Another direction for future research may lie in automatic text coding, which is expanding in the literature. Our study consisted of 123 emails which was a good amount to handle by human coding. However, email support has previously been added to other types of psychological interventions as well (Fledderus et al. 2012; Pots et al. 2016; Paxling et al. 2013; Svartvatten et al. 2015; Holländare et al. 2016). To be able to compare email counseling in different interventions and/or different study populations, automatic text coding of such large amounts of text data might be beneficial. Different text processing methods exist, such as the software program Linguistic Inquiry and Word Count (LIWC), the latent Dirichlet allocation technique (LDA) (Carpenter et al. 2016) and word clouds analysis (McNaught and Lam 2010). However, these methods or programs only detect single words rather than its context (Tausczik and Pennebaker 2010). This might be a problem in the type of study that we did because the word ‘happy’ would be coded as a positive emotion in both of the following sentences: ‘What I want to achieve is to be happier’ and ‘though there are days that you do not feel happy because of various circumstances’. We interpreted the former as a desire to be more positive in life and the latter as feeling unhappy, negative or depressed mood. Developing systems to detect emotional language within its context seems a challenge for future researchers.
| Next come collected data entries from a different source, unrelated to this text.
Issue #289, opened 2015-10-16
Should AuthenticationProtocolMessage constructor take a string ? 


brentschmaltz:
This blocks passing a 'json' string to the constructor and forces users to convert to JsonObject first.

tushargupta51:
@brentschmaltz I am going to investigate why we have the AuthenticationProtocolMessage.ctor that takes a string issuer address? What scenario does it support?

tushargupta51:
@brentschmaltz @RandalliLama I don't see any specific need to have a ctor to set the IssuerAddress property only. We can get rid of it. But if we change the ctor that takes a 'JObject' to the one that takes a 'json string', it will be breaking changes for asp.net guys since they are using our 'JObject' ctor that we added in Rc1.

tushargupta51:
Moving this to RC2. We will keep the constructor that takes 'JObject' so its not a breaking API change. Instead, we will modify the existing 'stirng' ctor to interpret the string as json instead of issuerAddress. and move that ctor from AuthenticationProtocolMessage to OpenIdConnectMessage.

PR #307, opened 2015-11-03
Rc2 fixes

### LINKED ISSUE #302: Update build.cmd to use latest nuget
build.cmd downloads the nuget.exe from https://nuget.org/nuget.exe. That does not download the latest version. Use https://dist.nuget.org/win-x86-commandline/latest/nuget.exe instead.

Also, update nuget.config to use v3 feeds (both myget and nuget), they are faster than v2 feeds. KRelease branch has those changes:
    <add key="DotNetRelease" value="https://www.myget.org/F/dotnet-core-rel/api/v3/index.json" />
    <add key="AspNetRelease" value="https://www.myget.org/F/aspnetcirelease/api/v3/index.json" />
    <add key="NuGet.org" value="https://api.nuget.org/v3/index.json" />

tushargupta51:
Fixes #302, #289

### DIFF
--- a/src/Microsoft.IdentityModel.Protocols.OpenIdConnect/LogMessages.cs
+++ b/src/Microsoft.IdentityModel.Protocols.OpenIdConnect/LogMessages.cs
@@ -40,7 +40,7 @@ namespace Microsoft.IdentityModel.Protocols.OpenIdConnect
 
         // properties, configuration 
         internal const string IDX10105 = "IDX10105: NonceLifetime must be greater than zero. value: '{0}'";
-        internal const string IDX10106 = "IDX10106: Error in deserializing json: '{0}' into Newtonsoft.JObject.";
+        internal const string IDX10106 = "IDX10106: Error in deserializing to json: '{0}'";
 
         // protocol validation
         internal const string IDX10300 = "IDX10300: The hash claim: '{0}' in the id_token did not validate with against: '{1}', algorithm: '{2}'.";
--- a/src/Microsoft.IdentityModel.Protocols.OpenIdConnect/LogMessages.cs
+++ b/src/Microsoft.IdentityModel.Protocols.OpenIdConnect/LogMessages.cs
@@ -40,6 +40,7 @@ namespace Microsoft.IdentityModel.Protocols.OpenIdConnect
 
         // properties, configuration 
         internal const string IDX10105 = "IDX10105: NonceLifetime must be greater than zero. value: '{0}'";
+        internal const string IDX10106 = "IDX10106: Error in deserializing json: '{0}' into Newtonsoft.JObject.";
 
         // protocol validation
         internal const string IDX10300 = "IDX10300: The hash claim: '{0}' in the id_token did not validate with against: '{1}', algorithm: '{2}'.";
--- a/src/Microsoft.IdentityModel.Protocols.OpenIdConnect/OpenIdConnectMessage.cs
+++ b/src/Microsoft.IdentityModel.Protocols.OpenIdConnect/OpenIdConnectMessage.cs
@@ -25,10 +25,11 @@
 //
 //------------------------------------------------------------------------------
 
-using Microsoft.IdentityModel.Logging;
-using Newtonsoft.Json.Linq;
+using System;
 using System.Collections.Generic;
 using System.Collections.Specialized;
+using Microsoft.IdentityModel.Logging;
+using Newtonsoft.Json.Linq;
 
 namespace Microsoft.IdentityModel.Protocols.OpenIdConnect
 {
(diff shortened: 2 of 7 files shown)


tushargupta51:
@brentschmaltz

src/Microsoft.IdentityModel.Protocols.OpenIdConnect/OpenIdConnectMessage.cs
```diff
@@ -40,13 +41,26 @@ public class OpenIdConnectMessage : AuthenticationProtocolMessage
...
 
         /// <summary>
-        /// Initializes an instance of <see cref="OpenIdConnectMessage"/> class with a specific issuerAddress.
+        /// Initializes an instance of <see cref="OpenIdConnectMessage"/> class with a json string.
         /// </summary>
-        public OpenIdConnectMessage(string issuerAddress) : base(issuerAddress) 
+        public OpenIdConnectMessage(string json)
         {
+            if (string.IsNullOrEmpty(json))
+                LogHelper.LogArgumentNullException("json");
```
brentschmaltz: need to do "throw ..." as the api just returns a populated exception.

src/Microsoft.IdentityModel.Protocols.OpenIdConnect/OpenIdConnectMessage.cs
```diff
@@ -40,13 +41,26 @@ public class OpenIdConnectMessage : AuthenticationProtocolMessage
...
+
+            try
+            {
+                JObject jsonObject = JObject.Parse(json);
+                SetJsonParameters(jsonObject);
+            }
+            catch
+            {
+                LogHelper.LogException<ArgumentException>(LogMessages.IDX10106, json);
```
brentschmaltz: same, need to 'throw...'

src/Microsoft.IdentityModel.Protocols.OpenIdConnect/OpenIdConnectMessage.cs
tushargupta51: right, forgot that. will update

src/Microsoft.IdentityModel.Protocols.OpenIdConnect/OpenIdConnectMessage.cs
```diff
@@ -40,13 +41,26 @@ public class OpenIdConnectMessage : AuthenticationProtocolMessage
...
-        public OpenIdConnectMessage(string issuerAddress) : base(issuerAddress) 
+        public OpenIdConnectMessage(string json)
         {
+            if (string.IsNullOrEmpty(json))
+                LogHelper.LogArgumentNullException("json");
+
+            try
+            {
+                JObject jsonObject = JObject.Parse(json);
+                SetJsonParameters(jsonObject);
```
brentschmaltz: You could choose to write: SetJsonParameters(JObject.Parse(json)); 
Loosing the local variable.

test/Microsoft.IdentityModel.Protocols.OpenIdConnect.Tests/OpenIdConnectMessageTests.cs
```diff
@@ -45,12 +45,13 @@ public void Constructors()
         {
             OpenIdConnectMessage openIdConnectMessage = new OpenIdConnectMessage();
             Assert.Equal(openIdConnectMessage.IssuerAddress, string.Empty);
-            openIdConnectMessage = new OpenIdConnectMessage("http://www.got.jwt.com");
+            openIdConnectMessage = new OpenIdConnectMessage() { IssuerAddress = "http://www.got.jwt.com" };
             Assert.Equal(openIdConnectMessage.IssuerAddress, "http://www.got.jwt.com");
-            ExpectedException expectedException = ExpectedException.ArgumentNullException("IssuerAddress");
+            ExpectedException expectedException = ExpectedException.NoExceptionExpected;
+            string json = @"{""response_mode"":""responseMode"", ""response_type"":""responseType"", ""refresh_token"":""refreshToken""}";
```
brentschmaltz: We should have a tests for 'bad' json. Maybe there is, but I don't see it here.

src/Microsoft.IdentityModel.Protocols.OpenIdConnect/LogMessages.cs
```diff
@@ -40,6 +40,7 @@ internal static class LogMessages
 
         // properties, configuration 
         internal const string IDX10105 = "IDX10105: NonceLifetime must be greater than zero. value: '{0}'";
+        internal const string IDX10106 = "IDX10106: Error in deserializing json: '{0}' into Newtonsoft.JObject.";
```
brentschmaltz: We shouldn't specify 'Newtonsoft' here. Just inform user that the 'json' was not well formed.

tushargupta51: We are specifically trying to convert the json string to Newtonsoft.JObject. What is the harm in specifying 'Newtonsoft'?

To conclude, our study suggests that people who described only or predominantly growth motives engaged and benefited just as much from the early intervention as people who described only or predominantly suffering motives. More importantly, we did not find indications that certain subgroups of people got worse from working on improving positive emotions, strengths, optimism, self-compassion, resilience and positive relations. The current study provides further support for the notion that PPIs can reach a large and broad target group and might be of great importance for public mental health and counseling practice to prevent the onset of symptoms of distress or a worsening of complaints.